IDN Times / Auriga Agustina
Di sisi lain, Aprindo mengatakan utang pemerintah untuk untuk pembayaran selisih harga minyak goreng atau rafaksi dalam program minyak goreng satu harga pada 2022, belum dibayar hingga saat ini. Alhasil, Aprindo pun mengancam akan menyetop menujual minyak goreng di seluruh ritel anggotanya.
Ketua Umum Aprindo, Roy Nicholas Mandey mengatakan total utang yang harus dibayar pemerintah ke pengusaha sebesar Rp344 miliar. Rafaksi itu seharusnya dibayar 17 hari setelah program itu dilakukan. Namun, sudah setahun berlalu tetapi rafaksi tak kunjung dibayarkan.
Ia menjelaskan bahwa Aprindo telah menempuh berbagai upaya agar rafaksi dapat dibayarkan oleh pemerintah. Oleh karena itu, pihaknya mengirimkan surat kepada Presiden Joko Widodo (Jokowi) agar kepastian pembayaran rafaksi minyak goreng satu harga periode 19-31 Januari 2022 lalu segera diselesaikan.
"(Mempertimbangkan opsi) menghentikan pembelian/pengadaan minyak goreng dari produsen/pemasok migor, dalam waktu dekat,” kata dia yang dikutip Sabtu (15/4/2023).

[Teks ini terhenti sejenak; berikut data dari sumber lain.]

PR #472, opened 2024-10-31
feat: Add onClick behavior to BaseHeader and BaseHeaderMenuItem components - closes #471

### LINKED ISSUE #471: Add onClick behavior to `BaseHeader` and `BaseHeaderMenuItem` components
The `BaseHeader` and `BaseHeaderMenuItem` components contain links that are rendered as anchor tags. This will add optional onClick propertiesto the anchor tags so that default behavior can be overwritten, for example, to use `react-router`'s `navitgate()`

athill:
Adding onClick handlers to a couple components so that we can override the default behavior in their nested anchor tags and use, for example, `react-router`'s `navigate()` function.

### DIFF
--- a/src/components/Header/BaseHeader.jsx
+++ b/src/components/Header/BaseHeader.jsx
@@ -36,6 +36,12 @@ const BaseHeader = ({
       </div>
     </>
   );
+  const homeUrlOnClick = onClick
+    ? (e) => {
+        e.preventDefault();
+        onClick(e);
+      }
+    : null;
   return (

Dia menjelaskan program minyak satu harga sendiri dilakukan dalam rangka kepatuhan kalangan usaha pada Permendag nomor 3 tahun 2022. Saat itu, semua pengusaha diminta menjual minyak goreng seharga Rp14 ribu per liter, sementara itu harga minyak goreng yang dipasaran berkisar Rp17 ribu hingga Rp20 ribu per liter.
Dengan demikian, selisih harga atau rafaksi jika mengacu dalam Permendag 3 itu yang seharusnya dibayarkan oleh pemerintah. Namun alih-alih utang dibayarkan, justru pemerintah menggantikan Permendag 3 dengan Permendag 6/2022.
Munculnya beleid 6/2023 akhirnya membatalkan aturan lama mengenai pembayaran selisih harga yang harusnya ditanggung pemerintah. Alhasil hingga saat ini, pengusaha belum menerima pembayaran atas selisih harga sebelumnya.
"Permendag 6 muncul jadinya Permendag 3 jadi tak berlaku lagi, tapi bukan berarti rafaksi nggak dibayar. Kita sudah setorkan semua data pada 31 Januari sudah kita penuhi semuanya, tapi belum juga dibayar," ujarnya.